01:59 PM
site_id
3. Flexible design - To normalize or denormalize? Since enterprise data warehouses consist of integrated architecture of various subject areas and data domains, they necessarily gravitate more toward normalized schema. Normalization creates a flexible environment that permits rapid accommodation of data in an iterative fashion. New data will always be the reality of such data architectures. Due to the size and versatility of EDW, changes will always occur and should be accounted for in the schema construction.
Normalization helps designers and implementers accommodate changes quickly and in the most economical manner. It also serves as a technique to directly reflect the business process workflow and can, therefore, change as fast as these processes do. Both of these observations express a crucial characteristic of data warehouses: adaptability.
It is generally difficult to anticipate what future requirements will be addressed by the warehouse or how it ultimately will be used. However, it is clear that even with advancements in hardware and RDBMS software, normalization will remain a problem in terms of performance and complexity. It may get costly to optimize and beef up the hardware to the point that performance is not an issue. The complexity of normalized structures also becomes a business issue since the less technically proficient users (business power users) of data and information will find them difficult to navigate and understand.
Therefore, for some time to come, denormalization still will be seen as a way to improve performance and, first and foremost, as a technique that simplifies data relationships for business users. It is also the basis for unifying all standard business views or conformed dimensions around the same base metrics, the same version of the truth. But does the denormalization violate the principles of EDW architecture? Not necessarily. The EDW should be an instrument for organizing data, while integrating and delivering information in the most comprehensive way to all facets of an organization. As a result, denormalization needs to accommodate all types of structures without becoming totally dependent on a certain degree of granularity or native relationships between data.

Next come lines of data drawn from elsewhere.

PR #2642, opened 2024-02-13
fix: make insert plan schema correct and clear

tychoish:


crates/datasources/src/postgres/query_exec.rs
```diff
@@ -105,7 +105,7 @@ impl ExecutionPlan for PostgresQueryExec {
     }
 }
 
-impl DisplayAs for PostgresQueryExec {
+impl DisplayAs for PostgresInsertExec {
     fn fmt_as(&self, _t: DisplayFormatType, f: &mut fmt::Formatter) -> fmt::Result {
         write!(f, "PostgresQueryExec(query = {})", self.query)
```
scsmithr, line 110: Needs update

scsmithr (approved):

crates/datasources/src/postgres/query_exec.rs
tychoish:
```suggestion
        write!(f, "PostgresInsertExec(query = {})", self.query)
```

greyscaled:
This seems reasonable, will make sure it lands in 0.8.5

4. Performance vs. scalability
Some of the operational concerns with an EDW design are performance and scalability. One sign of an enterprise data warehouse's success is its widespread acceptance across the organization. For the most part, quick adoption depends on how much versatile information users can retrieve quickly. Versatile information facilitates large, complex queries. High acceptance means also high frequency of users querying the database concurrently.
Let's consider questions relating to the volume of data and speed of access. The amount of redundant data likely to end up in the EDW will result in slow performance. High volumes of concurrent queries are another cause of poor performance. Measures need to be taken in order to eliminate both of these degrading factors. Those measures could involve changes in the logical architecture, such as denormalization, aggregation and summarizations, as well as modifications to the physical architecture, DBMS and/or hardware-related strategies such as massive parallel processing, shared everything vs. shared nothing, workload distribution, failover protection, etc.
While scalability always is seen as a physical attribute of the EDW, there are some logical attributes that define a highly scalable architecture as well. Those attributes can include enterprise metadata, data quality, match/consolidation, performance monitoring, application check-pointing and the degree of freedom power users have when exploring the data in the warehouses. The EDW solution should be able to accommodate any type of query regardless of its complexity and data volume and bring back high-quality information within a reasonable amount of time. That means it is imperative to rationalize the design across all subject areas, and make it flexible enough to accept changes at any time and at any level of complexity.
To summarize, scalability for EDW means: flexible logical and physical model, query freedom, data quality, rich metadata, high availability system, high-performance loading and querying, support for high concurrency and, last but not least, tight operational control of the entire processes/systems.